В исторической связи с богомилами Болгарии находятся кафары и альбигойцы, появившиеся на западе в начале XII века. Нельзя, поэтому, удивляться, что у них встречаются довольно сходные воззрения на вдохновенное Писание. Кафары также произвольно отвергали известную часть св. книг, особенно же Пятикнижие Моисея и также, в случае нужды, прибегали к аллегорическому толкованию тех мест, которые почему-либо казались им неудобными. Альбигойцы южной Франции (приблизительно около 1115 г.) также учили, что злой дух посылал пророков Ветхого Завета, что пророки иногда писали по своему усмотрению, но иногда, хотя и не сознавали того, вдохновенные Св.

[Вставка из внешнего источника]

PR #165, opened 2025-06-03
Make release build as default for manual cmake.

Shivshankar-Reddy:
This PR does not modify any functional code. By default, the build.sh script generates a release build. However, when running CMake manually and building with cmake --build, it defaults to a debug build. Aligning the default CMake behavior with the script ensures consistency, so that manually generated builds also default to the release configuration.

Since debug builds use the -O0 optimization flag, they can significantly impact performance. Defaulting to a release build for manual builds would help ensure performance is more representative during testing.


yairgott:
hmm, we've opt-in to build by default a release build and I believe that this is also aligned with Valkey.

yairgott:
Closing this pull request but open for a discussion.

Issue #124, opened 2025-05-14
Indexes permanently stop ingesting data


ChristophKoerner:
Hi all,

I observed an interesting behavior upon reaching `maxmemory` where existing indexes stop ingesting new data, but newly created indexes continue to operate normally. While such behavior could be expected during `maxmemory` state, it persists for existing indexes even after space is freed again. I have a suspicion that existing indexes stop subscribing to keyspace notifications and don't resubscribe once memory is freed - but that's just a hunch based on my observation. Note that there is also no such indication on `FT.INFO` output that allows a client to verify this behavior.

Verify expected behavior:
* Create index `a`
* Create index `b`
* Insert element `i`
* => Both indexes `a` and `b` contain 1 element

```
> FT.CREATE a ON HASH PREFIX 1 hash: SCHEMA vec AS VEC VECTOR HNSW 6 DIM 2 TYPE FLOAT32 DISTANCE_METRIC L2
> FT.CREATE b ON HASH PREFIX 1 hash: SCHEMA vec AS VEC VECTOR HNSW 6 DIM 2 TYPE FLOAT32 DISTANCE_METRIC L2
> HSET hash:1 vec "\x00\x00\x00\x00\x00\x00\x00\x00"
> FT.INFO a
... 13) num_records
    14) "1"
> FT.INFO b
... 13) num_records
    14) "1"
```

Steps to reproduce the issue:
* Create index `a`
* Create indexes [c-z] until OOM
* Delete indexes [c-z]
* Create index `b`
* Insert element `i`
* => Observed that index `a` contains 0 elements, whereas index `b` contains 1 element
* Any new index also backfills existing elements correctly

```
> FT.CREATE a ON HASH PREFIX 1 hash: SCHEMA vec AS VEC VECTOR HNSW 6 DIM 2 TYPE FLOAT32 DISTANCE_METRIC L2
> [repeat FT.CREATE until OOM, FT.DROPINDEX except a ]
> FT._LIST
1) a
> FT.CREATE b ON HASH PREFIX 1 hash: SCHEMA vec AS VEC VECTOR HNSW 6 DIM 2 TYPE FLOAT32 DISTANCE_METRIC L2
> HSET hash:1 vec "\x00\x00\x00\x00\x00\x00\x00\x00"
> FT.INFO a
... 13) num_records
    14) "0"
> FT.INFO b
... 13) num_records
    14) "1"
```

Hope this description is sufficient to reproduce or root-cause the issue.

[...]

PR #166, opened 2025-06-04
Fix bug resulting in no ingestion to indexes with the same prefix as a dropped index

eifrah-aws:
In case multiple indexes are created for the same prefix the first index that will dropped - all of the subscribers associated with that prefix will be dropped.
Effectively making all these indexes "frozen"

This PR fixes issue: https://github.com/valkey-io/valkey-search/issues/124


murphyjacob4:
One thing: Since the PR title will be present in release notes, can we make the PR title more clearly reflect what bug is being fixed?

E.g. Fix bug resulting in no ingestion to indexes with the same prefix as a dropped index

yairgott (approved):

Духом, пророчествовали и о Христе. Поэтому, кафары различали в писаниях пророков то, что они говорили из своего собственного духа, что внушалось от злого духа и что от Духа Святого220. Один из последователей и даже учителей альбигойцев Бонакурс, впоследствии порвавший связи с сектой и возвратившийся в католическую церковь, написал сочинение „Vita haereticorum”, в котором подробно излагает ошибки сектантов. Об отношении их к книгам Моисея он говорит следующее: „Они утверждают, что все слова и дела Авраама, Исаака и Иакова были произнесены и совершены демоном”.

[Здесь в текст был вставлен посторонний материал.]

PR #177, opened 2025-06-11
Add coordinator port info metric

yanamolo:
The coordinator listening port is not clearly visible, with only a log message indicating this information that could be overlooked.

Вальденсы, появившиеся как секта около 1170, приписывали себе способность изъяснять вдохновенное писание по личному усмотрению и суждению. Они строго и часто до смешного придерживались буквального изъяснения, с которым старались согласовать и собственное учение. Всё, что нельзя было доказать непосредственно и буквально из св. книг, имело для них значение простой фабулы. Чтение св. Писания они считали, подобно пaвликиaнaм, главной обязанностью всякого человека, и потому ревностно заботились о распространении переводов Библии на национальном языке. Фактически многие из вальденсов знали наизусть различные части св. Писания. В защиту того, что на их тайных собраниях миряне и женщины получили право проповедовать слово Божие, вальденсы ссылались на известное изречение ап. Павла: „я желаю, чтобы все говорили языками.., чтобы Церковь получила назидание” (1Кор. 14:5).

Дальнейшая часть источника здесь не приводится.